The Alaska Bar Association provides services to the public, including:

- Forms and instructions for filing complaints against lawyers
- An online database for searching for public discipline records
- A guided procedure and process for resolving attorney/client fee disputes
- A Lawyers' Fund for Client Protection to reimburse clients who have been financially harmed by their attorney's professional misconduct.
- Guides and information on topics such as Seniors & the Law; the Alaska Youth Law Guide; Pro Bono Legal Service Providers; Unbundled Legal Services; Domestic Violence Protective Orders; Client's Rights and Responsibilities
- Alaska Free Legal Answers, an online service for low-income Alaskans; self-Help services; and a guide to legal resource websites.

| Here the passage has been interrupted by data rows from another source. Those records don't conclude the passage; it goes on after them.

PR #2644, opened 2026-08-17
xtask: I2C codegen

jamesmunns:
This adds a new command, `xtask i2c-codegen`, which allows for printing what *would* be generated using `build-i2c` for a given manifest.

This is intended to be used as a way of regression/snapshot testing some potential future I2C codegen improvements.

For example, running:

```sh
$ cargo xtask i2c-codegen app/cosmo/rev-b-dev.toml -d sensors --output target/i2c-xtask-codegen.rs --fmt
```

You would obtain this file as output: https://gist.github.com/jamesmunns/3588214c2933f90615ff2be24f0c7ac3


build/xtask/src/main.rs
```diff
@@ -263,6 +264,23 @@ enum Xtask {
...
+    I2cCodegen {
+        /// Path to the image configuration file, in TOML.
+        cfg: PathBuf,
+
+        #[clap(short, long)]
+        disposition: String,
+
+        /// File to write to
+        #[clap(long)]
+        output: Option<PathBuf>,
```
hawkw: What does this do if you don't pass the argument? I assume it prints it? It would be nice if that was written down in the CLI help text.

build/xtask/src/main.rs
```diff
@@ -263,6 +264,23 @@ enum Xtask {
...
         attestation: Option<PathBuf>,
     },
+
+    /// Codegen I2C information
+    I2cCodegen {
+        /// Path to the image configuration file, in TOML.
+        cfg: PathBuf,
+
+        #[clap(short, long)]
+        disposition: String,
```
hawkw: it would be nice if this was a [`clap` `ValueEnum`](https://docs.rs/clap/latest/clap/_derive/_tutorial/index.html#enumerated-values), so that the help text told you which possible values are accepted here. 

Perhaps the easiest way to do that could be to add a feature-flagged `clap` dependency to `build-i2c` and derive the trait for `Disposition` there, so that we don't have to duplicate the whole enum here. But, we could also have a separate version of it in `xtask` and convert between them, alhough that kinda just feels worse IMO.

build/xtask/src/main.rs
```diff
@@ -263,6 +264,23 @@ enum Xtask {
...
+
+        /// File to write to
+        #[clap(long)]
+        output: Option<PathBuf>,
+
+        /// Invoke rustfmt. Requires `--output`.
+        #[clap(long)]
```
hawkw: adding
```suggestion
        #[clap(long, requires("output")]
```
will make clap enforce this.

build/util/src/lib.rs
```diff
@@ -306,11 +306,15 @@ fn toml_from_env<T: DeserializeOwned>(var: &str) -> Result<Option<T>> {
...
     };
 
-    let rval =
-        toml::from_str(&config).context("deserializing configuration")?;
+    let rval = toml_from_str(&config)?;
     Ok(Some(rval))
 }
 
+/// Partse the contents of text as toml.
+pub fn toml_from_str<T: DeserializeOwned>(contents: &str) -> Result<T> {
```
hawkw, line 314: turbo nitpick but how about `from_toml_str` instead? "TOML from str" sounds to me like it's taking a str and turning it *into* TOML, but it's actually taking a string which contains toml and parsing it.

hawkw: upon further consideration i see that there's already a `toml_from_env` so disregard this.

build/xtask/src/i2c_codegen.rs
```diff
@@ -0,0 +1,69 @@
...
+    if let Some(p) = output {
+        let mut f = File::create(p)?;
+        f.write_all(res.as_bytes())?;
+        f.flush()?;
+        drop(f);
+        if fmt {
+            call_rustfmt::rustfmt(p)?;
+        }
+    } else {
+        assert!(!fmt, "--fmt only works with --output");
```
hawkw: if we follow my note from https://github.com/oxidecomputer/hubris/pull/2644#discussion_r3797175059, this can be removed.

build/xtask/src/i2c_codegen.rs
```diff
@@ -0,0 +1,69 @@
...
+    // we do in normal builds where `xtask dist` will prepare the app toml and
+    // shove it in an env var, and then i2c codegen will pull it from there.
+    //
+    // We convert to a string using *xtask*'s notion of manifest tomls...
+    let config = toml::to_string(&cfg.config)?;
+
+    // ...and now that it's a string, parse the contents back as *i2c*'s
+    // different notion of what a manifest toml looks like (mostly just the
+    // i2c config section).
+    let i2c_cfg: build_i2c::Config = build_util::toml_from_str(&config)?;
```
hawkw, line 30: This is all kind of wacky, but I think the comments make sense. :thumbsup:

build/xtask/src/i2c_codegen.rs
```diff
@@ -0,0 +1,69 @@
...
+        "sensors" => Disposition::Sensors,
+        // devices are used, but only as validation
+        "validation" => Disposition::Validation,
+        // ???
+        other => bail!("Unknown disposition: '{other}'"),
+    })
+}
+
+/// Do I2C code generation
+pub fn run(
```
hawkw, line 12: It occurs to me that, eventually, we may also want a thing that prints some of the internal data structures like `DeviceDescription`, which are inputs to *other* tasks codegen. Not saying we have to do that now, but it could be worth adding subsequently.

build/xtask/src/i2c_codegen.rs
```diff
@@ -0,0 +1,69 @@
...
+        // devices are used (i.e., controller is not used), but not as sensors
+        "devices" => Disposition::Devices,
+        // devices are used, with some used as sensors
+        "sensors" => Disposition::Sensors,
+        // devices are used, but only as validation
+        "validation" => Disposition::Validation,
+        // ???
+        other => bail!("Unknown disposition: '{other}'"),
+    })
+}
```
hawkw: if you take my suggestion from https://github.com/oxidecomputer/hubris/pull/2644#discussion_r3797169748, this can all go away.

build/xtask/src/i2c_codegen.rs
jamesmunns: I 100% agree :)

hawkw (approved):
great, thank you for putting this together!

labbott (approved):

- A free telephonic Lawyer Referral Service organized by topic, such as real estate, adoption, etc. Members of the public can receive contact information for lawyers practicing in specific areas. Lawyers who enroll in the Lawyer Referral Service agree to charge no more than $125 for the first half-hour of consultation.
- An annual free clinic on Martin Luther King Jr. Day enrolls volunteer lawyers from across the state to provide legal advice on issues including landlord/tenant disputes, family law matters, wills and estates, and public benefits issues.

== Nora Guinn Award ==
The Alaska Bar Association gives the Judge Nora Guinn Award, named after Alaska's first female and Alaska Native judge, to those who "made an extraordinary or sustained effort to assist Alaska’s Bush residents, especially its Native population, overcome language and cultural barriers to obtaining justice through the legal system". Honorees include David Avraham Voluck.